Over the past three years there was a noticeable relocation of the Capybara population towards human housing especially during night time. This behaviour could be the result of a clear increase of larger predators in the wetlands. We have seen at least three large Broad-snouted Caiman Caiman latirostris longer than two metres and there was a clear evidence of an increase of big cat activity in the wetlands. I had read tales from African safari camps of alternating behaviour of animals with young moving towards humans to avoid their predators.

It is possible that the whole population of the REGUA wetland Capybara are in fact a loosely connected society but their behaviour may vary seasonally. This has to be verified.

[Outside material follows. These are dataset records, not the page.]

PR #1681, opened 2021-12-06
lib: introduce feature check in libcriu

adrianreber:
This commit adds feature check support to libcriu. It already exists in the CLI and RPC and this just extends it to libcriu.

This commit provides one function to do all possible feature checks in one call. The parameter to the feature check function is a structure and the user can enable which features should be checked.

Using a structure makes the function extensible without the need to break the API/ABI in the future.

### DIFF
--- a/lib/c/criu.c
+++ b/lib/c/criu.c
@@ -1925,3 +1925,75 @@ int criu_join_ns_add(const char *ns, const char *ns_file, const char *extra_opt)
 {
 	return criu_local_join_ns_add(global_opts, ns, ns_file, extra_opt);
 }
+
+int criu_local_feature_check(criu_opts *opts, struct criu_feature_check *features, size_t size)
+{
+	CriuFeatures criu_features = CRIU_FEATURES__INIT;
+	struct criu_feature_check features_copy = { 0 };
+	CriuReq req = CRIU_REQ__INIT;
+	CriuResp *resp = NULL;
+	int ret = -1;
+
+	saved_errno = 0;
+
+	if (!features)
+		goto exit;
+
+	if (size > sizeof(struct criu_feature_check))
+		goto exit;
+
+	memcpy(&features_copy, features, size);
+
+	req.type = CRIU_REQ_TYPE__FEATURE_CHECK;
+	req.opts = opts->rpc;
+
+	if (features_copy.mem_track) {
+		criu_features.has_mem_track = true;
+		criu_features.mem_track = true;
+	}
+	if (features_copy.lazy_pages) {
+		criu_features.has_lazy_pages = true;
+		criu_features.lazy_pages = true;
+	}
+	if (features_copy.pidfd_store) {
+		criu_features.has_pidfd_store = true;
+		criu_features.pidfd_store = true;
+	}
+	req.features = &criu_features;
+
+	ret = send_req_and_recv_resp(opts, &req, &resp);
+	if (ret)
+		goto exit;
+
+	memset(&features_copy, 0, sizeof(struct criu_feature_check));
+
+	if (resp->success) {
+		if (resp->features->has_mem_track) {
+			features_copy.mem_track = resp->features->mem_track;
+		}
+		if (resp->features->has_lazy_pages) {
+			features_copy.lazy_pages = resp->features->lazy_pages;
+		}
+		if (resp->features->has_pidfd_store) {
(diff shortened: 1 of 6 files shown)


rst0git (approved):
LGTM

Snorch:
Can we please split test and libcriu changes?

adrianreber:
> Can we please split test and libcriu changes?

Done

test/others/libcriu/run.sh
```diff
@@ -62,6 +62,16 @@ if [ "$(uname -m)" = "x86_64" ]; then
 fi
 run_test test_errno
 run_test test_join_ns
+if criu check --feature mem_dirty_track > /dev/null; then
+	export CRIU_FEATURE_MEM_TRACK=1
```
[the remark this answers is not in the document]
adrianreber: Not sure I understand you correctly. If the feature is not enable, for example dirty page tracking will always be disabled on aarch64 because of missing kernel support, the environment is not set and then in `test_feature_check.c` it will not be set to true and so we will not check it. But that does mean it will not be checked at all. Hmm...

Ah, I think I understand. If it is disabled we should still check the feature and get the result that it is disabled. So I always have to check all features and compare the result with the result from `criu check`. Makes sense.

lib/c/criu.c
```diff
@@ -1925,3 +1925,75 @@ int criu_join_ns_add(const char *ns, const char *ns_file, const char *extra_opt)
...
 	return criu_local_join_ns_add(global_opts, ns, ns_file, extra_opt);
 }
+
+int criu_local_feature_check(criu_opts *opts, struct criu_feature_check *features, size_t size)
+{
+	int ret = -1;
+	CriuReq req = CRIU_REQ__INIT;
+	CriuResp *resp = NULL;
+	CriuFeatures criu_features = CRIU_FEATURES__INIT;
+	struct criu_feature_check features_copy = { 0 };
```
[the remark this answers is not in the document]
adrianreber: Reverse Christmas tree :smile:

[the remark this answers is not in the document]
adrianreber: done

adrianreber:
@Snorch PTAL

test/others/libcriu/test_feature_check.c
```diff
@@ -0,0 +1,65 @@
...
+		return -1;
+
+	ret = criu_feature_check(&features, sizeof(features));
+	if (ret < 0) {
+		what_err_ret_mean(ret);
+		return ret;
+	}
+
+	printf("   `- mem_track  : %d - expected : %d\n", features.mem_track, mem_track);
+	if (features.mem_track && mem_track != 1)
```
Snorch, line 55: Check is strange... Why not `features.mem_track != mem_track`? I believe your check does not detect the case where mem_track is true and features.mem_track is false.

test/others/libcriu/test_feature_check.c
```diff
@@ -0,0 +1,65 @@
...
+		.pidfd_store = true,
+	};
+
+	printf("--- Start feature check ---\n");
+	criu_init_opts();
+	criu_set_service_binary(argv[1]);
+
+	env = getenv("CRIU_FEATURE_MEM_TRACK");
+	if (env) {
+		mem_track = atoi(env);
```
Snorch, line 32: Do we really need atoi here? Why not mem_track = true?

test/others/libcriu/test_feature_check.c
adrianreber: fixed

test/others/libcriu/test_feature_check.c
adrianreber: Yes, not necessary. Removed.

test/others/libcriu/test_feature_check.c
```diff
@@ -0,0 +1,65 @@
+#include "criu.h"
```
rst0git, line 1: Would it be better to move `#include "criu.h"` after the standard headers?

adrianreber: Better? Don't know. It should work in whichever way we include it. I guess this is just copied from the other test cases in this directory.

adrianreber:
@Snorch anything missing?

Snorch (approved):
@adrianreber, sorry for slow response, all looks good.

The REGUA wetland Capybaras give me the impression of a healthy population that very well adapts and regulates itself by wandering off to the adjacent habitat and perhaps also through increasing predation. For future work on the Capybara and to study their social behaviour I will have to find a way to mark individual Capybara. Radio tagging would only make sense when and if we could get funding for a major work on Capybara.

There are excellent conditions to study the life in nature of Capybaras and other wildlife at REGUA because wildlife is diverse and abundant and almost free from human pressure. I look forward to returning and conducting further research work at REGUA.